:: TASK DIRECTIONS ::
Count up the lines of the data below that contain the string "supposed", then give only the total.

Collected data entries:
PR #9542, opened 2020-02-13
Consider the RelVal phedex group for pileup dataset location

amaltaro:
Fixes #<GH_Issue_Number>

#### Status
not-tested

#### Description
RelVal workflows rely on data subscribed under the `RelVal` PhEDEx group. MicroServices does the pileup location against only the `DataOps` group.

We should make it configurable for the next month, but for now hard-wiring it will let the RelVal workflows go through.

We don't really patch CMSWEB services, instead we cut a new release, build a new RPM, test it in testbed and only then we push hot fixes to production. However, given that it's a new service, I'm trying to discuss it with @muhammadimranfarooqi to see if we can patch `reqmgr2ms` on vocms0742 instead...

yes

#### Related PRs
no

no

### DIFF
--- a/src/python/WMCore/MicroService/Unified/Common.py
+++ b/src/python/WMCore/MicroService/Unified/Common.py
@@ -186,7 +186,7 @@ def getPileupSubscriptions(datasets, phedexUrl, group="DataOps", percentMin=99):
     if not datasets:
         return locationByDset
 
-    url = "%s/subscriptions?group=%s&percent_min=%s&dataset=%s"
+    url = "%s/subscriptions?group=%s&group=RelVal&percent_min=%s&dataset=%s"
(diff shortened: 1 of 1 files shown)


amaltaro:
For the record, we have applied this change to the vocms0742:reqmgr2ms

A proper fix needs to be implemented though, but this patch is not supposed to change anymore, actually, I think we could even merge it.

amaltaro:
@todor-ivanov as we just discussed, this needs to go in ASAP. It needs to get deployed to testbed and the upcoming production cmsweb cluster. Sorry for getting late to it

todor-ivanov:
Hi @amaltaro,  
Merging and cutting a new tag now.

PR #9552, opened 2020-03-12
Correct reference to blocksize in PrimaryBlocks && Catch exception while calling makeTransferRequest in MSTrasferor

todor-ivanov:
Fixes #9551

#### Status
not-tested

#### Description
Fixing the bug with the wrong reference to the 'blockSize' when trying to get PrimaryBlocks in Workflow.py and also catching any exception that  may be thrown while calling makeTransferRequest in MSTransferor.py. The exception is handled in a per workflow basis and only for that function call, so that the cycle is not interrupted and also later in the same iteration the success/failure counters could be updated.    

#### Is it backward compatible (if not, which system it affects?)
YES

#### Related PRs
None

#### External dependencies / deployment changes
None

PR #9560, opened 2020-03-16
Fix MSTransferor logic for block distribution

### LINKED ISSUE #9551: MSTransferor interrupted due to bad datastructure reference
**Impact of the bug**
reqmgr2ms

**Describe the bug**
We started seeing those errors [6] in the MSTransferor component. The reason is a broken reference to a value in the following data structure [1]. This happens in this line here [2]. For how it should be done see the next section. 

The second part of this bug is that the exception is not caught and the cycle is interrupted whenever it hits. In the current situation this happens in the very first workflow from every batch of 100 workflows because of the bad reference to one of the fields in the data structure, but even after this is fixed, if a future exception of the kind is not handled properly here, a malformed value returned by the external service (in this case Phedex) can still lead to interruption of the work of the internal component (in this case MSTransferor).

The third part of the bug is that it also prevents the transition of the workflow from 'Assigned' to 'Staging', because this is supposed to be happening in the same component too. The status transition is called here [3], but the chain breaks and the MSTransferor is interrupted just few lines above - here[4]. Luckily we still keep the code of the old function that was used to do that transition [5] and we can revert to it for the moment (the switch is configurable). 

[1]
https://github.com/dmwm/WMCore/blob/f7e830a573d50fb1d7240797f18d809f994b934d/src/python/WMCore/MicroService/DataStructs/Workflow.py#L221-L222

[2]
https://github.com/dmwm/WMCore/blob/f7e830a573d50fb1d7240797f18d809f994b934d/src/python/WMCore/MicroService/DataStructs/Workflow.py#L333

[3]
https://github.com/dmwm/WMCore/blob/f7e830a573d50fb1d7240797f18d809f994b934d/src/python/WMCore/MicroService/Unified/MSTransferor.py#L189-L190
https://github.com/dmwm/WMCore/blob/f7e830a573d50fb1d7240797f18d809f994b934d/src/python/WMCore/MicroService/Unified/MSCore.py#L63-L74

[4]
https://github.com/dmwm/WMCore/blob/f7e830a573d50fb1d7240797f18d809f994b934d/src/python/WMCore/MicroService/Unified/MSTransferor.py#L183

[5]
https://github.com/dmwm/WMCore/pull/9508
https://github.com/dmwm/WMCore/pull/9508/commits/372dafdf11d5f8b26cc4112ae9b241934058a1a1

[6]
```
2020-03-11 20:18:20,918:INFO:MSTransferor: Handling data subscriptions for request: pdmvserv_task_HIG-RunIISummer16NanoAODv6-02991__v1_T_200305_220949_2007
2020-03-11 20:18:20,919:INFO:MSTransferor:   final list of PSNs to be use: [u'T1_DE_KIT', u'T1_ES_PIC', u'T1_FR_CCIN2P3', u'T1_RU_JINR', u'T1_UK_RAL', u'T1_US_FNAL', u'T2_BE_IIHE', u'T2_CH_CERN', u'T2_DE_DESY', u'T2_DE_RWTH', u'T2_ES_CIEMAT', u'T2_FR_GRI
F_IRFU', u'T2_FR_GRIF_LLR', u'T2_FR_IPHC', u'T2_IT_Bari', u'T2_IT_Legnaro', u'T2_UK_London_Brunel', u'T2_UK_SGrid_RALPP', u'T2_US_Caltech', u'T2_US_MIT', u'T2_US_Nebraska', u'T2_US_Purdue', u'T2_US_UCSD', u'T2_US_Vanderbilt', u'T2_US_Wisconsin']
2020-03-11 20:18:20,919:INFO:MSTransferor: List of out-of-space RSEs dropped for 'pdmvserv_task_HIG-RunIISummer16NanoAODv6-02991__v1_T_200305_220949_2007' is: set([u'T1_ES_PIC_Disk', u'T2_US_UCSD', u'T2_CH_CERN', u'T1_FR_CCIN2P3_Disk', u'T2_US_Wisconsin'
, u'T2_DE_DESY', u'T2_DE_RWTH', u'T2_FR_GRIF_IRFU', u'T2_US_Caltech', u'T1_DE_KIT_Disk', u'T2_UK_London_Brunel', u'T2_US_Purdue', u'T1_RU_JINR_Disk', u'T2_UK_SGrid_RALPP', u'T2_US_Vanderbilt', u'T2_US_Nebraska', u'T1_UK_RAL_Disk', u'T1_US_FNAL_Disk'])
2020-03-11 20:18:20,965:ERROR:MSManager: MS daemon error: unsupported operand type(s) for +: 'int' and 'dict'
  File "/data/srv/beHG2003k/sw/slc7_amd64_gcc630/cms/reqmgr2ms/0.2.1.pre3/lib/python2.7/site-packages/WMCore/MicroService/Unified/MSManager.py", line 42, in daemon
    func(reqStatus)
  File "/data/srv/beHG2003k/sw/slc7_amd64_gcc630/cms/reqmgr2ms/0.2.1.pre3/lib/python2.7/site-packages/WMCore/MicroService/Unified/MSManager.py", line 119, in transferor
    res = self.msTransferor.execute(reqStatus)
  File "/data/srv/beHG2003k/sw/slc7_amd64_gcc630/cms/reqmgr2ms/0.2.1.pre3/lib/python2.7/site-packages/WMCore/MicroService/Unified/MSTransferor.py", line 183, in execute
    success, transfers = self.makeTransferRequest(wflow)
  File "/data/srv/beHG2003k/sw/slc7_amd64_gcc630/cms/reqmgr2ms/0.2.1.pre3/lib/python2.7/site-packages/WMCore/MicroService/Unified/MSTransferor.py", line 319, in makeTransferRequest
    for blocks, dataSize, idx in self._decideDataDestination(wflow, dataIn, len(nodes)):
  File "/data/srv/beHG2003k/sw/slc7_amd64_gcc630/cms/reqmgr2ms/0.2.1.pre3/lib/python2.7/site-packages/WMCore/MicroService/Unified/MSTransferor.py", line 465, in _decideDataDestination
    listBlockSets, listSetsSize = wflow.getChunkBlocks(numNodes)
  File "/data/srv/beHG2003k/sw/slc7_amd64_gcc630/cms/reqmgr2ms/0.2.1.pre3/lib/python2.7/site-packages/WMCore/MicroService/DataStructs/Workflow.py", line 333, in getChunkBlocks
    chunkSize = sum(item[1] for item in sortedPrimary) // numChunks
TypeError: unsupported operand type(s) for +: 'int' and 'dict'

```

**How to reproduce it**

**Expected behavior**

Instead of trying to fetch and sum the value like that:
```
chunkSize = sum(item[1] for item in sortedPrimary)
``` 
it should be referred like that:
```
chunkSize = sum(item[1]['blockSize'] for item in sortedPrimary)
```

Also the exception needs to be caught and handled properly so the rest of the cycle is not interrupted.

amaltaro:
Fixes #9551 
Superseeds #9552 

#### Status
tested

#### Description
It contains a few bug fixes, like:
* a bug reading the data structure (accessing a dict instead of `blockSize`)
* bug dealing with parent x child relationship
* decrease number of chunks (sites) when there are less blocks than sites to distribute data
* fix bug where transfer IDs might be skipped from the transfer doc (when a chunk has 0 blocks)

yes

#### Related PRs
none

none

### DIFF
--- a/src/python/WMCore/MicroService/DataStructs/Workflow.py
+++ b/src/python/WMCore/MicroService/DataStructs/Workflow.py
@@ -291,9 +291,9 @@ class Workflow(object):
             for parent in list(parents):
                 if parent not in self.getParentBlocks():
                     # then drop this block
-                    parents.remove()
+                    parents.remove(parent)
             self.childToParentBlocks[child] = blocksDict[child]
-            parentBlocks = parentBlocks | blocksDict[child]
+            parentBlocks = parentBlocks | set(blocksDict[child])
 
         # Now remove any parent block that don't need to be transferred
         for block in list(self.getParentBlocks()):
@@ -330,7 +330,12 @@ class Workflow(object):
 
         # create a descendant list of blocks according to their sizes
         sortedPrimary = sorted(self.getPrimaryBlocks().items(), key=operator.itemgetter(1), reverse=True)
-        chunkSize = sum(item[1] for item in sortedPrimary) // numChunks
+        if len(sortedPrimary) < numChunks:
+            msg = "There are less blocks than chunks to create. "
+            msg += "Reducing numChunks from %d to %d" % (numChunks, len(sortedPrimary))
+            self.logger.info(msg)
+            numChunks = len(sortedPrimary)
+        chunkSize = sum(item[1]['blockSize'] for item in sortedPrimary) // numChunks
 
         self.logger.info("Found %d blocks and the avg chunkSize is: %s GB",
                          len(sortedPrimary), gigaBytes(chunkSize))
@@ -347,20 +352,26 @@ class Workflow(object):
                 if not sortedPrimary or idx >= len(sortedPrimary):
                     # then all blocks have been distributed
                     break
-                elif thisChunkSize + sortedPrimary[idx][1] <= chunkSize:
+                elif not thisChunkSize:
+                    # then this site/chunk is empty, assign a block to it
                     thisChunk.add(sortedPrimary[idx][0])
-                    thisChunkSize += sortedPrimary[idx][1]
+                    thisChunkSize += sortedPrimary[idx][1]['blockSize']
+                    sortedPrimary.pop(idx)
+                elif thisChunkSize + sortedPrimary[idx][1]['blockSize'] <= chunkSize:
+                    thisChunk.add(sortedPrimary[idx][0])
+                    thisChunkSize += sortedPrimary[idx][1]['blockSize']
                     sortedPrimary.pop(idx)
                 else:
                     idx += 1
-            blockChunks.append(thisChunk)
-            sizeChunks.append(thisChunkSize)
+            if thisChunk:
+                blockChunks.append(thisChunk)
+                sizeChunks.append(thisChunkSize)
 
         # now take care of the leftovers... in a round-robin style....
         while sortedPrimary:
             for chunkNum in range(numChunks):
                 blockChunks[chunkNum].add(sortedPrimary[0][0])
-                sizeChunks[chunkNum] += sortedPrimary[0][1]
+                sizeChunks[chunkNum] += sortedPrimary[0][1]['blockSize']
                 sortedPrimary.pop(0)
                 if not sortedPrimary:
                     break
@@ -384,7 +395,7 @@ class Workflow(object):
             # of blocks within the chunk and update the chunk size as well
             blockChunks[chunkNum].update(parentSet)
             for parent in parentSet:
-                sizeChunks[chunkNum] += parentsSize[parent]
+                sizeChunks[chunkNum] += parentsSize[parent]['blockSize']
         self.logger.info("Created %d primary+parent data chunks out of %d chunks",
                          len(blockChunks), numChunks)
         self.logger.info("    with chunk size distribution: %s", sizeChunks)
--- a/src/python/WMCore/MicroService/Unified/MSCore.py
+++ b/src/python/WMCore/MicroService/Unified/MSCore.py
@@ -69,7 +69,7 @@ class MSCore(object):
                 self.logger.info('%s updating %s status to: %s', prefix, reqName, reqStatus)
                 self.reqmgr2.updateRequestStatus(reqName, reqStatus)
             else:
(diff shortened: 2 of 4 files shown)


amaltaro:
test this please

src/python/WMCore/MicroService/DataStructs/Workflow.py
```diff
@@ -347,9 +352,14 @@ def getChunkBlocks(self, numChunks=1):
...
                     # then all blocks have been distributed
                     break
-                elif thisChunkSize + sortedPrimary[idx][1] <= chunkSize:
+                elif not thisChunkSize:
+                    # then this site/chunk is empty, assign a block to it
                     thisChunk.add(sortedPrimary[idx][0])
-                    thisChunkSize += sortedPrimary[idx][1]
+                    thisChunkSize += sortedPrimary[idx][1]['blockSize']
+                    sortedPrimary.pop(idx)
+                elif thisChunkSize + sortedPrimary[idx][1]['blockSize'] <= chunkSize:
```
todor-ivanov: IIUC here you are iterating through the sortedPrimary list (until it's exhausted) but you are making the checks towards the chunkSize - basically you check how well you are filling a second list. Did you check if under some strange condition with some weird block size distribution, we do not end up with some leftovers - I mean not being able to fit in all the blocks into the available chunks?

todor-ivanov (commented):
Only one comment inside the code. If you think we have nothing to worry about that, then all the rest looks perfect to me.

src/python/WMCore/MicroService/DataStructs/Workflow.py
amaltaro: Yes, I check against the target chunk size (`chunkSize`), while we find blocks that fit in there, we append blocks to the same site.

About the leftovers, that's a good point and I did foresee such cases. Logic is a few lines below (# now take care of the leftovers...)

amaltaro:
I've done something that should be done since the beginning, implement a few unit tests for some of those methods. With that, I managed to spot two more issues. I'm going to test it all again.

amaltaro:
test this please

amaltaro:
This is good to go from my side.

todor-ivanov (approved):
I think It is good to go.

:: ANSWER FOR THE TASK ::
2